Retrieve all lines below that have the string "object".

——————————

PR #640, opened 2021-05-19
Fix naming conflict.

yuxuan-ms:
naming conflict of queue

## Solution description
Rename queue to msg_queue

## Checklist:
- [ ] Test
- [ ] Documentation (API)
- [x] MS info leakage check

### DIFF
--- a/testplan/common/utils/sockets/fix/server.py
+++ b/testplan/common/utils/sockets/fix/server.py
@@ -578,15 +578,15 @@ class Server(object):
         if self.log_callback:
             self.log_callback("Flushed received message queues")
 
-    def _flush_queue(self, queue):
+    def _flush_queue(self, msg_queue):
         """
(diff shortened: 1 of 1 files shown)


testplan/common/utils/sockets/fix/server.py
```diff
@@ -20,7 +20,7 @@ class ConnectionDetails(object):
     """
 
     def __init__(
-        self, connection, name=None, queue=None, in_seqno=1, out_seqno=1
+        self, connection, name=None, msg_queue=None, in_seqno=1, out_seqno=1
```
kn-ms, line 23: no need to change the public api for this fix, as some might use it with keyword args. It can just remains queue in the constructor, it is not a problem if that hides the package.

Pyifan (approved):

——————————

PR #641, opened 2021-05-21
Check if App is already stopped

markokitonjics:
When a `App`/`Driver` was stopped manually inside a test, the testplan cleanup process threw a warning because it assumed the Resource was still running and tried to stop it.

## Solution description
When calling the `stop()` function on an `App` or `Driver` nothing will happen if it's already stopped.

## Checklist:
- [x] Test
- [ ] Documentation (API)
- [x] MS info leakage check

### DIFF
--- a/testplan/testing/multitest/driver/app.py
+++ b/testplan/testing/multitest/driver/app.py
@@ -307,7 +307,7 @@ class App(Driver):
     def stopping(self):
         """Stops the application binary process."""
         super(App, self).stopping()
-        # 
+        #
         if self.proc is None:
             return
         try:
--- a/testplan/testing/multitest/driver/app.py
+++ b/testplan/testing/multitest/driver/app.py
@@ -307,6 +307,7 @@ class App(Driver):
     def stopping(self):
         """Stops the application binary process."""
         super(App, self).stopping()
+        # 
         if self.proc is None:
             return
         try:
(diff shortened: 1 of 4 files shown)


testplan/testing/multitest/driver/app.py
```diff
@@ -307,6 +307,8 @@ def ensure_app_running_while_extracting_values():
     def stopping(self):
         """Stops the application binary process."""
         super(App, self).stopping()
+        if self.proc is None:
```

——————————

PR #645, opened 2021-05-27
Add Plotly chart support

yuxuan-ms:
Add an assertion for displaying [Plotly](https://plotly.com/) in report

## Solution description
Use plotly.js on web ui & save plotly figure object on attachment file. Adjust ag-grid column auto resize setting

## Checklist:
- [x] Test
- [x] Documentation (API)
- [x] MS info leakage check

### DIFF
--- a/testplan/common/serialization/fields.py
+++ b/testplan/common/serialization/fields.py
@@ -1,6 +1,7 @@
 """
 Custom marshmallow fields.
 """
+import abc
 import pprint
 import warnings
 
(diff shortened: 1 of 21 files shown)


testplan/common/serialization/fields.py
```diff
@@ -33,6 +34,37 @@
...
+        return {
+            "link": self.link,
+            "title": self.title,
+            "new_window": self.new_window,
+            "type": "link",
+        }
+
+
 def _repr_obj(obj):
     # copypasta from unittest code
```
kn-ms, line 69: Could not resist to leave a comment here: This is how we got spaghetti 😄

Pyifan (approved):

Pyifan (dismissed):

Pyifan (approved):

——————————

◆ Answer section ◆
@@ -578,15 +578,15 @@ class Server(object):
@@ -20,7 +20,7 @@ class ConnectionDetails(object):
Use plotly.js on web ui & save plotly figure object on attachment file. Adjust ag-grid column auto resize setting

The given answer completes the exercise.